EXERCISE DIRECTIONS
From the data, return each line holding the word "kwargs".

MATERIAL PROVIDED
PR #5165, opened 2021-11-09
Add ExGaussian moment

karm-patel:
Add moment and tests for the below distribution as part of #5078

pymc.distributions.continuous.ExGaussian


pymc/distributions/continuous.py
```diff
@@ -2771,15 +2771,18 @@ def dist(cls, mu=0.0, sigma=None, nu=None, sd=None, *args, **kwargs):
...
-        # variance = (sigma ** 2) + (nu ** 2)
-
         assert_negative_support(sigma, "sigma", "ExGaussian")
         assert_negative_support(nu, "nu", "ExGaussian")
 
         return super().dist([mu, sigma, nu], *args, **kwargs)
 
+    def get_moment(rv, size, mu, sigma, nu):
+        moment, _ = at.broadcast_arrays(sigma, nu)
+        moment = mu + nu
```
ricardoV94: This is probably what you want. Otherwise your first line is not doing anything as you overwriting moment after

```suggestion
        mu, nu, _ = at.broadcast_arrays(mu, nu, sigma)
        moment = mu + nu
```

You should also change one of the tests, making nu a vector and mu, sigma scalars and size is `None` to test the case where that first line is really needed

ricardoV94 (changes requested):
Thanks for opening the PR! I left some comments below

pymc/distributions/continuous.py
karm-patel: Thanks for the suggestion, I have corrected `at.broadcast_arrays()` and added one test case for the same. But I am not sure about the test case if it is proper or not. Can you please check that?

ricardoV94: The tests do not seem to cover the case(s) where `at.broadcast_arrays` would be necessary. You can check this by commenting out that line in `get_moment` and verifying that all tests still pass.

twiecki:
@karm216 Thanks -- some conflicts left to resolve.

pymc/distributions/continuous.py
karm-patel: Finally, I tried to make a test case that cover the `at.broadcast_arrays()` line, please look into that!

karm-patel:
Hi @ricardoV94, Can you please check if everything is fine?

ricardoV94 (approved):
Looks great. Waiting to see if tests pass

karm-patel:
Thank you for accepting PR :)

PR #5166, opened 2021-11-10
Refactor logpt calls to aeppl

ricardoV94:
This snippet would raise an unnecessary warning before this PR:

```python
import pymc as pm
with pm.Model() as m:
    x = pm.Uniform('x')
m.logpt   
```

```
warnings.warn("No value variables provided the logp will be an empty graph")
```

CC @kc611

### DIFF
--- a/pymc/distributions/logprob.py
+++ b/pymc/distributions/logprob.py
@@ -195,33 +195,26 @@ def logpt(
                 getattr(_var.tag, "total_size", None), rv_value_var.shape, rv_value_var.ndim
             )
 
-    # Unlike aeppl, PyMC's logpt is expected to plug in the values variables to corresponding
-    # RVs automatically unless the values are explicity set to None. Hence we iterate through
-    # the graph to find RVs and construct a new RVs to values dictionary.
+    # Aeppl needs all rv-values pairs, not just that of the requested var.
+    # Hence we iterate through the graph to collect them.
     tmp_rvs_to_values = rv_values.copy()
     transform_map = {}
     for node in io_toposort(graph_inputs(var), var):
-        if isinstance(node.op, RandomVariable):
-            curr_var = node.out
+        try:
+            curr_vars = [node.default_output()]
+        except ValueError:
+            curr_vars = node.outputs
+        for curr_var in curr_vars:
             rv_value_var = getattr(
-                curr_var.tag, "observations", getattr(curr_var.tag, "value_var", curr_var)
+                curr_var.tag, "observations", getattr(curr_var.tag, "value_var", None)
             )
+            if rv_value_var is None:
+                continue
             rv_value = rv_values.get(curr_var, rv_value_var)
             tmp_rvs_to_values[curr_var] = rv_value
             # Along with value variables we also check for transforms if any.
             if hasattr(rv_value_var.tag, "transform") and transformed:
                 transform_map[rv_value] = rv_value_var.tag.transform
-        # The condition below is a hackish way of excluding the value variable for the
-        # RV being indexed in case of Advanced Indexing of RVs. It gets added by the
-        # logic above but aeppl does not expect us to include it in the dictionary of
-        # {RV:values} given to it.
-        if isinstance(node.op, subtensor_types):
-            curr_var = node.out
-            if (
-                curr_var in tmp_rvs_to_values.keys()
-                and curr_var.owner.inputs[0] in tmp_rvs_to_values.keys()
-            ):
-                tmp_rvs_to_values.pop(curr_var.owner.inputs[0])
 
     transform_opt = TransformValuesOpt(transform_map)
     temp_logp_var_dict = factorized_joint_logprob(
--- a/pymc/model.py
+++ b/pymc/model.py
@@ -714,54 +714,24 @@ class Model(Factor, WithMemoization, metaclass=ContextMeta):
                     raise ValueError(f"Can only compute the gradient of continuous types: {var}")
 
         if tempered:
-            with self:
-                # Convert random variables into their log-likelihood inputs and
-                # apply their transforms, if any
-                potentials, _ = rvs_to_value_vars(self.potentials, apply_transforms=True)
-
-                free_RVs_logp = at.sum(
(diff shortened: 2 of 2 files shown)


pymc/distributions/logprob.py
```diff
@@ -215,6 +215,7 @@ def logpt(
         # RV being indexed in case of Advanced Indexing of RVs. It gets added by the
         # logic above but aeppl does not expect us to include it in the dictionary of
         # {RV:values} given to it.
+        # TODO: This should no longer be needed!
         if isinstance(node.op, subtensor_types):
```
twiecki: Why not remove it?

ricardoV94: I didn't have time to properly check it.

kc611: The issue with removing that is it'll give out unused input errors while constructing the graph down the line in `aeppl.factorized_logprob`. Which technically we could turn off but that' cause problems on user side (They wouldn't know of unused inputs  if we do it implicitly)

It does work if we allow unused inputs, But the above stated is the only reason I decided to keep it in the end.

Also with current way of building the value variable dictionary (By iterating over the graph nodes using `toposort`). I don't think we can avoid adding that RV value in the first place unless we put in a similar `Subtensor` check for it's parent node.

Probably the best way to deal with this issue long term will be to avoid the use of `tag.value_var` and switching to `value_var` dictionary as the only way to provide value variables. (This approach will also remove a whole lot of extra logic from `logpt`)

ricardoV94: @kc611 Can you provide a MWE? It's hard to understand from the comment alone what is the purpose of that branch and whether it is still valid. For instance we no longer have the `{var: None}` thing going on in aeppl but the comment above seems to talk about it.

kc611:
```python
import aesara  
import aesara.tensor as at  
import numpy as np
import pymc as pm

size = 5
mu_base = np.arange(size)

mu = np.stack([mu_base, -mu_base])
sigma = 0.001
A_rv = pm.Normal.dist(mu, sigma)
A_rv.name = "A"

p = 0.5
I_rv = pm.Bernoulli.dist(p, size=size)
I_rv.name = "I"

A_idx = A_rv[I_rv]

A_idx_value_var = A_idx.type()
A_idx_value_var.name = "A_idx_value"

I_value_var = I_rv.type()
I_value_var.name = "I_value"

A_idx_logp = pm.logpt(A_idx, {A_idx: A_idx_value_var, I_rv: I_value_var}, sum=False)

# If you comment out the subtensor branch the following line will not run
logp_vals_fn = aesara.function([A_idx_value_var, I_value_var], A_idx_logp)

# But this will
logp_vals_fn = aesara.function([A_idx_value_var, I_value_var], A_idx_logp, on_unused_input='ignore')

aesara.dprint(logp_vals_fn)
# Graph without the subtensor branch in logpt 
# Elemwise{Composite{Switch(Cast{int8}((GE(i0, i1) * LE(i0, i2))), i3, i4)}} [id A] 'I_value_logprob'   0
#  |I_value [id B]
#  |TensorConstant{(1,) of 0} [id C]
#  |TensorConstant{(1,) of 1} [id D]
#  |TensorConstant{(1,) of -0..1805599453} [id E]
#  |TensorConstant{(1,) of -inf} [id F]

# Graph with the subtensor branch in logpt
# Elemwise{Add}[(0, 1)] [id A] ''   8
#  |Elemwise{Composite{Switch(Cast{int8}((GE(i0, i1) * LE(i0, i2))), i3, i4)}} [id B] ''   3
#  | |InplaceDimShuffle{x,0} [id C] ''   0
#  | | |I_value [id D]
#  | |TensorConstant{(1, 1) of 0} [id E]
#  | |TensorConstant{(1, 1) of 1} [id F]
#  | |TensorConstant{(1, 1) of ..1805599453} [id G]
#  | |TensorConstant{(1, 1) of -inf} [id H]
#  |Assert{msg='sigma > 0'} [id I] 'A_idx_value_logprob'   7
#    |Elemwise{Composite{((i0 + (i1 * sqr(((i2 - i3) / i4)))) - log(i4))}}[(0, 4)] [id J] ''   5
#    | |TensorConstant{(1, 1) of ..5332046727} [id K]
#    | |TensorConstant{(1, 1) of -0.5} [id L]
#    | |A_idx_value [id M]
#    | |AdvancedSubtensor1 [id N] ''   2
#    | | |TensorConstant{[[ 0  1  2..-2 -3 -4]]} [id O]
#    | | |I_value [id D]
#    | |AdvancedSubtensor1 [id P] ''   1
#    |   |TensorConstant{(2, 5) of 0.001} [id Q]
#    |   |I_value [id D]
#    |All [id R] ''   6
#      |Elemwise{gt,no_inplace} [id S] ''   4
#        |AdvancedSubtensor1 [id P] ''   1
#        |TensorConstant{(1, 1) of 0.0} [id T]
```

kc611: This MWE is derived from the `test_logprob.py` file so there are more instances of subtensors over there which show similar behavior.

pymc/model.py
```diff
@@ -718,50 +718,53 @@ def logp_dlogp_function(self, grad_vars=None, tempered=False, **kwargs):
...
-        rv_factors = logpt(self.free_RVs, rv_values)
+        if rv_values:
+            logp_var += logpt(self.free_RVs, rv_values)
 
         obs_values = {}
         for obs in self.observed_RVs:
             obs_values[obs] = obs.tag.observations
-        obs_factors = logpt(self.observed_RVs, obs_values)
+        if obs_values:
+            logp_var += logpt(self.observed_RVs, obs_values)
```
ricardoV94: @kc611 Do you remember if there was a reason why we need two separate calls to `logpt` and why can't we just pass `rv_values` + `obs_values` once?

kc611: I guess in some cases there were overlapping keys in those value dictionaries.

ricardoV94: That's not an issue for dictionaries, right?

kc611 (approved):
LGTM!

ANSWER FOR THE TASK
@@ -2771,15 +2771,18 @@ def dist(cls, mu=0.0, sigma=None, nu=None, sd=None, *args, **kwargs):
         return super().dist([mu, sigma, nu], *args, **kwargs)
@@ -718,50 +718,53 @@ def logp_dlogp_function(self, grad_vars=None, tempered=False, **kwargs):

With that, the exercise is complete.